Sunday, March 8, 2009

Free market to reduce poverty

What could broadly be called free market reforms represent one strategy for reducing poverty. For example, noted reductions in poverty in the 20th century have been in India and China, where hundreds of millions of people in the two countries grew out of poverty, mostly as a result of the abandonment of collective farming in China and the cutting of government red tape in India. This was critical in fostering their dramatic economic growth. However, UN economists argue that for the market reforms to work, good infrastructure is needed. China is thus willing to invest in railways, roads, ports and rural telephony in various African countries as part of its winning formula for economic development, which was something that was considered too risky by many of Africa's traditional Western partners.


However, UN economists argue that for the market reforms to work, considerable state intervention is needed. For example, today, China opertates and active industrial policy using tarriffs and legislative measures to promote 'strategic' sectors that have a long-term potential for profits ignored by risk-averse private investors. India too started growing in the 1980s, a full decade before economic liberalisation, largely because of a fiscal push due to government social programmes (most notably in the countryside). While the Free Market certainly aided growth and poverty alleviation in China and India (as the World Bank argues forcefully) it is difficult to deny that state planning built the foundations of this growth and continues to 'guide' the market today in both these countries.

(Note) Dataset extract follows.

PR #1175, opened 2019-03-25
Update to travis.yml to fix errcheck validation

abhinavdangeti:


abhinavdangeti:
Looks like the error is coming from go list ./...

Bringing the market to remote, rural areas can bring farmers the information to produce more profitably. For example, mobile phones could be used to do this, helping people in remote areas of the developing world. Farmers receive market information sent directly to their phones. In Ethiopia, farmers in remote areas produce crops that may not bring the best profits. When they sell their products to a local trader, who then sells to another trader, and another, the cost of the food rises before it finally reaches the consumer in large cities. Economist, Gabre-Madhin proposes warehouses where farmers could have constant updates of the latest market prices, making the farmer think nationally, not locally.


Each warehouse would have an independent neutral party that would test and grade the farmer's harvest, allowing traders in Addis Ababa, and potentially outside Ethiopia, to place bids on food, even if it is unseen. Thus, if the farmer gets five cents in one place he would get three times the price by selling it in another part of the country where there may be a drought. Already, farmers in Ethiopia are switching from their traditional crops to more profitable export crops, such as sesame seeds that are destined for the Middle East, even though they are not used in local Ethiopian cuisine. Over the past three years, sesame-seed production has risen nearly 200 percent, from 199,000 tons in 2001 to 380,000 in 2005. In relation to this approach, a strategy that could help impoverished countries is to shift from cash crops to more selfsustaining ones. For example, right now cash crops are sold to developed nations at low prices in exchange for high-priced food crops. If these countries are allowed to shift to food crops they would be able to sustain themselves better.